— TRY IT —
Please reproduce the data below exactly, from the first line through the line containing "### LINKED ISSUE #575: Simplify", and leave every later line out.

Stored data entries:
PR #576, opened 2024-12-10
stabilize `lang_tests_common` config parsing logic

onur-ozkan:
`config.toml` isn't there (and shouldn't be there) by default, which makes this part of the code to fail on compilation, and that fails upstream rust to bootstrap with certain commands (e.g., `x fix`). This change should fix that problem.


GuillaumeGomez (approved):

GuillaumeGomez:
Nice improvement, thanks!

PR #580, opened 2024-12-12
Simplify intrinsics generation tool and regenerate intrinsics list

### LINKED ISSUE #575: Simplify generate_intrinsics.py
Currently it tries to fetch data from three sources:

* The `Intrinsics.td` file of the latest commit on https://github.com/llvm/llvm-project
* https://github.com/GuillaumeGomez/llvmint
* https://github.com/antoyo/llvmint

The last two sources are because the last commit on llvm-project may have removed some intrinsics that stdarch uses. It should be possible to simplify this to just `Intrinsics.td` from llvm-project by picking the exact commit that the nightly version against which cg_gcc will build uses as LLVM version. If any intrinsics are removed there, stdarch has had to stop using them before, so the removal of the intrinsic wouldn't matter.

GuillaumeGomez:
Fixes #575.


GuillaumeGomez:
Interestingly enough, a lot of intrinsics used by rustc are not listed in `tblgen`, which is very weird. So I think for now we can't really simplify the script...

antoyo:
Should we close this PR and the corresponding issue, then?

GuillaumeGomez:
Likely not. I think we need to list intrinsics that should be generated manually because they're used by rust but not listed by LLVM. Maybe @bjorn3 got some new info about this situation (I suppose not but who knows?).

GuillaumeGomez:
Superseeded by https://github.com/rust-lang/rustc_codegen_gcc/pull/823.

PR #600, opened 2025-01-15
Grep check for LTO Test

### LINKED ISSUE #591: Grep for call my_func in the LTO test
[Here](https://github.com/rust-lang/rustc_codegen_gcc/blob/93f7f2fdeba33c748cbda750cdbaa2c80bb34be1/.github/workflows/release.yml#L78)

Anon258:
Fixes #591


.github/workflows/release.yml
```diff
@@ -76,4 +76,10 @@ jobs:
     - name: Run y.sh cargo build
       run: |
         EMBED_LTO_BITCODE=1 CHANNEL="release" ./y.sh cargo build --release --manifest-path tests/hello-world/Cargo.toml
-        # TODO: grep the asm output for "call my_func" and fail if it is found.
+        asm=$(objdump -dj .text tests/hello-world/target/release/hello_world)
+        if echo asm | grep -q "call .*mylib.*my_func" ; then 
+          echo "call my_func found in asm"
```
antoyo, line 81: Please add in this string something saying that it should not be found because LTO should have removed it and that this tests LTO.

.github/workflows/release.yml
```diff
@@ -76,4 +76,10 @@ jobs:
     - name: Run y.sh cargo build
       run: |
         EMBED_LTO_BITCODE=1 CHANNEL="release" ./y.sh cargo build --release --manifest-path tests/hello-world/Cargo.toml
-        # TODO: grep the asm output for "call my_func" and fail if it is found.
+        asm=$(objdump -dj .text tests/hello-world/target/release/hello_world)
+        if echo asm | grep -q "call .*mylib.*my_func" ; then
```
antoyo, line 80: It's probably more efficient to do:
```suggestion
        call_found=$(objdump -dj .text tests/hello-world/target/release/hello_world | grep -q "call .*mylib.*my_func")
        if call_found then 
```

.github/workflows/release.yml
```diff
@@ -76,4 +76,10 @@ jobs:
     - name: Run y.sh cargo build
       run: |
         EMBED_LTO_BITCODE=1 CHANNEL="release" ./y.sh cargo build --release --manifest-path tests/hello-world/Cargo.toml
-        # TODO: grep the asm output for "call my_func" and fail if it is found.
+        asm=$(objdump -dj .text tests/hello-world/target/release/hello_world)
+        if echo asm | grep -q "call .*mylib.*my_func" ; then 
+          echo "call my_func found in asm"
+          exit 1 
+        else 
+          echo "success"
```
antoyo, line 84: No need to print this.
```suggestion
```

antoyo (commented):
Thanks. Here are a few suggestions.

PR #608, opened 2025-01-24
Add `--gcc-path` option

GuillaumeGomez:


build_system/src/config.rs
```diff
@@ -273,6 +282,9 @@ impl ConfigInfo {
     }
 
     pub fn setup_gcc_path(&mut self) -> Result<(), String> {
+        if self.gcc_path.is_some() {
```
antoyo, line 285: Please add a comment to explain that this means the path was provided via `--gcc-path`, so the config file is not needed in this case.

build_system/src/build.rs
```diff
@@ -184,8 +184,9 @@ pub fn build_sysroot(env: &HashMap<String, String>, config: &ConfigInfo) -> Resu
 fn build_codegen(args: &mut BuildArg) -> Result<(), String> {
     let mut env = HashMap::new();
 
-    env.insert("LD_LIBRARY_PATH".to_string(), args.config_info.gcc_path.clone());
-    env.insert("LIBRARY_PATH".to_string(), args.config_info.gcc_path.clone());
+    let gcc_path = args.config_info.gcc_path.clone().unwrap();
```
antoyo, line 187: Please use `expect()` here and in the other places or add a comment to explain that this cannot happen since an error would be emitted in `config.rs` if the path is not specified somehow.

build_system/src/config.rs
antoyo: Would it make sense to also print a message saying "--gcc-path was provided, ignoring config.toml"?

build_system/src/config.rs
```diff
@@ -299,10 +311,11 @@ impl ConfigInfo {
     ) -> Result<(), String> {
         env.insert("CARGO_INCREMENTAL".to_string(), "0".to_string());
 
-        if self.gcc_path.is_empty() && !use_system_gcc {
+        if self.gcc_path.is_none() && !use_system_gcc {
             self.setup_gcc_path()?;
         }
-        env.insert("GCC_PATH".to_string(), self.gcc_path.clone());
+        let gcc_path = self.gcc_path.clone().expect("GCC path wasn't provided");
```
antoyo, line 317: Just to make sure, since it's still not clear to me, this `expect()` is never supposed to fail because we check for errors in `config.rs`, right?
If so, please change to something like this:
```suggestion
        let gcc_path = self.gcc_path.clone().expect("The config module should have emitted an error if the GCC path wasn't provided");
```

build_system/src/build.rs
GuillaumeGomez: I forgot to save the file... XD

build_system/src/config.rs
GuillaumeGomez: We don't display a message by default in this path, but I can display on in both cases to know where it comes from.

antoyo: Well, since this argument skips some code that usually run, I believe it would be useful to know that this is skipped.
I guess you can print a message in the other case, but I believe it's less useful since the behavior is less surprising.

GuillaumeGomez:
Fixed the `unwrap` I forgot and I added messages to know the GCC path used by the build script.

GuillaumeGomez:
Updated all `expect` messages.

antoyo (approved):

antoyo:
Thanks for your contribution!

PR #612, opened 2025-01-27
Make globals always have 2+ chars as suffix

fluxchief:
As discussed on chat, there currently is the bug where certain suffixes are interpreted by the (m68k) assembler.

Example: `move.l #global.w,-44(%fp)`
`.w` is interpreted by the assembler as a size hint for #global.


GuillaumeGomez (approved):

antoyo:
Thanks for your contribution!

PR #621, opened 2025-02-06
fix: handle pointee_align

### LINKED ISSUE #606: Handle pointee_align
I noticed we don't handle [`pointee_align`](https://github.com/rust-lang/rust/blob/c074d8eee765cfd64e6e143d2894c85c7f3ddc1d/compiler/rustc_target/src/callconv/mod.rs#L148).

g4titanx:
this pr fixes #606


src/abi.rs
```diff
@@ -138,6 +138,13 @@ impl<'gcc, 'tcx> FnAbiGccExt<'gcc, 'tcx> for FnAbi<'tcx, Ty<'tcx>> {
             if attrs.regular.contains(rustc_target::abi::call::ArgAttribute::NonNull) {
                 non_null_args.push(arg_index as i32 + 1);
             }
+            if let Some(align) = attrs.pointee_align {
```
antoyo, line 141: I don't believe this is correct to put this here since it will be ignored when optimizations are disabled.

PR #627, opened 2025-02-12
handle NaN in unordered comparisons

### LINKED ISSUE #75: Incorrect `f32::NAN as u64/u128` conversion
The code generated for `black_box(f32::NAN) as u64/u128` converts it to some junk, but correct result is `0`. This happens only with `f32::NAN` and only when converted to `u64/u128`. Conversion into `i64/i128` works fine, as well as conversions into`u8, i8, ... u32,i32`.

### LINKED ISSUE #626: Unordered float comparisons are emitted as normal, ordered comparisons
In other words, I've checked and ordered vs. non-ordered is not respected:

https://github.com/rust-lang/rustc_codegen_gcc/blob/cb499a29a8d26cf58e4b26ea70fd49c9486e7528/src/builder.rs#L2391-L2413

That means that various operations involving `NaN` behave incorrectly: the unordered comparisons always return true when one of the arguments is `NaN`, while the ordered ones return false. The easiest way I've found to verify the behavior is the expression `f64::NAN as u64`, which should evaluate to `0u64`, but the GCC backend in debug mode evaluates to some large constant.

## When does this actually cause issues

From what I can tell, unordered comparisons, today, are used in two cases:

- `RealULT`: in the `rustc_codegen_gcc` function `fptoint_sat`
- `RealUNE`: in the lowering of `!=` on floats (in `bin_op_to_fcmp_predicate` in `rustc_codegen_ssa`)

The behavior of `!=` seems correct to me, so the only problematic case is `fptoint_sat`

## So, now what?

It looks like GCC just does not have the unordered comparisons

https://github.com/gcc-mirror/gcc/blob/3880271e94b7598b4f5d98c615b7fcddddee6d4c/gcc/jit/libgccjit.h#L1263-L1282

My suggestion is to map these operators to unreachable (they are not used today besides in `fptoint_sat`)

    RealPredicate::RealUGT => unreachable!(),
    RealPredicate::RealUGE => unreachable!(),
    RealPredicate::RealULT => unreachable!(),
    RealPredicate::RealULE => unreachable!(),

and in `fptoint_sat`, use the logic currently only used for signed integers also for unsigned integers, to correct the nan case

https://github.com/rust-lang/rustc_codegen_gcc/blob/cb499a29a8d26cf58e4b26ea70fd49c9486e7528/src/builder.rs#L1883-L1892

Alternatively, `fcmp` could correct the result for unordered operations

```rust
    fn fcmp(&mut self, op: RealPredicate, lhs: RValue<'gcc>, rhs: RValue<'gcc>) -> RValue<'gcc> {
        let correct_for_nan = match op {
            RealPredicate::RealPredicateFalse => unreachable!(),
            RealPredicate::RealOEQ => false,
            RealPredicate::RealOGT => false,
            RealPredicate::RealOGE => false,
            RealPredicate::RealOLT => false,
            RealPredicate::RealOLE => false,
            RealPredicate::RealONE => false,
            RealPredicate::RealORD => unreachable!(),
            RealPredicate::RealUNO => unreachable!(),
            RealPredicate::RealUEQ => false,
            RealPredicate::RealUGT => true,
            RealPredicate::RealUGE => true,
            RealPredicate::RealULT => true,
            RealPredicate::RealULE => true,
            RealPredicate::RealUNE => false,
            RealPredicate::RealPredicateTrue => unreachable!(),
        };

        let cmp = self.context.new_comparison(self.location, op.to_gcc_comparison(), lhs, rhs);

        if correct_for_nan {
            let is_nan_lhs = self.fcmp(RealPredicate::RealOEQ, lhs, lhs);
            let is_nan_rhs = self.fcmp(RealPredicate::RealOEQ, rhs, rhs);

            let is_nan = self.new_binary_op(
                self.location,
                BinaryOp::LogicalOr,
                self.cx.bool_type,
                is_nan_lhs,
                is_nan_rhs,
            );

            self.new_binary_op(self.location, BinaryOp::LogicalOr, self.cx.bool_type, is_nan, cmp)
        } else {
            cmp
        }
    }
```

I'd be happy to implement either of these options (or something else, if I'm missing something here)

sidenote: is there a quick way to use `./y test` to run tests in a particular file in `tests/run`? or just all the tests in `tests/`? Currently std is rebuilt every time and many tests build/run, and that's not a great feedback loop.

folkertdev:
fixes #75 
fixes #626 

The `tests/ui/numbers-arithmetic/saturating-float-casts.rs` test now succeeds.


tests/run/float.rs
```diff
@@ -0,0 +1,31 @@
...
+                const EXPECTED: $ty = $expr;
+                assert_eq!($expr, EXPECTED);
+            }
+        };
+    }
+
+    check!(i32, (black_box(0.0f32) as i32));
+
+    check!(i64, (black_box(f64::NAN) as i64));
+    check!(u64, (black_box(f64::NAN) as u64));
```
antoyo, line 27: Does this also work for `black_box(f32::NAN) as u64/u128`, which is what is mentionned in #75?

antoyo (approved):
Looks good to me. Please confirm it also work in the above case.

src/builder.rs
```diff
@@ -1284,7 +1284,53 @@ impl<'a, 'gcc, 'tcx> BuilderMethods<'a, 'tcx> for Builder<'a, 'gcc, 'tcx> {
...
+            RealPredicate::RealUNE => false,
+            RealPredicate::RealPredicateTrue => unreachable!(),
+        };
+
+        let cmp = self.context.new_comparison(self.location, op.to_gcc_comparison(), lhs, rhs);
+
+        if must_handle_nan {
+            // compare a value to itself to check whether it is NaN
+            let is_nan_lhs = self.fcmp(RealPredicate::RealONE, lhs, lhs);
+            let is_nan_rhs = self.fcmp(RealPredicate::RealONE, rhs, rhs);
```
antoyo, line 1314: Would it make more sense to just actually call `self.context.new_comparison()` here?

tests/run/float.rs
folkertdev: it does, I've added those tests just to make sure.

folkertdev:
as an additional note, this still fails:

```rust
#![feature(repr_simd, intrinsics)]

extern "rust-intrinsic" {
    fn simd_as<T, U>(x: T) -> U;
}

#[derive(Copy, Clone)]
#[repr(simd)]
struct V<T>([T; 2]);

fn main() {
    unsafe {
        let f = V::<f32>([f32::MIN, f32::MAX]);
        let i: V<i16> = simd_as(f);
        assert_eq!(i.0[0], f.0[0] as i16);
        assert_eq!(i.0[1], f.0[1] as i16);
    }
}
```

The `i` vector will just be `[0, 0]`. It looks like `convert_vector`, which is used for this conversion internally, does not match the LLVM semantics

https://github.com/rust-lang/gccjit.rs/blob/ac3ffb0b698ea24c9bbf32e3565fd72c0a1e79b7/src/context.rs#L925-L938

antoyo:
> The `tests/ui/numbers-arithmetic/saturating-float-casts.rs` test now succeeds.

In this case, please remove this test from [here](https://github.com/rust-lang/rustc_codegen_gcc/blob/438056890df8696cfa20e0058b8093dfbc3e9ec9/tests/failing-ui-tests.txt#L8).

After that, I'll merge.

Thanks.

— OUTPUT FOR THIS TASK —
PR #576, opened 2024-12-10
stabilize `lang_tests_common` config parsing logic

onur-ozkan:
`config.toml` isn't there (and shouldn't be there) by default, which makes this part of the code to fail on compilation, and that fails upstream rust to bootstrap with certain commands (e.g., `x fix`). This change should fix that problem.


GuillaumeGomez (approved):

GuillaumeGomez:
Nice improvement, thanks!

PR #580, opened 2024-12-12
Simplify intrinsics generation tool and regenerate intrinsics list

### LINKED ISSUE #575: Simplify generate_intrinsics.py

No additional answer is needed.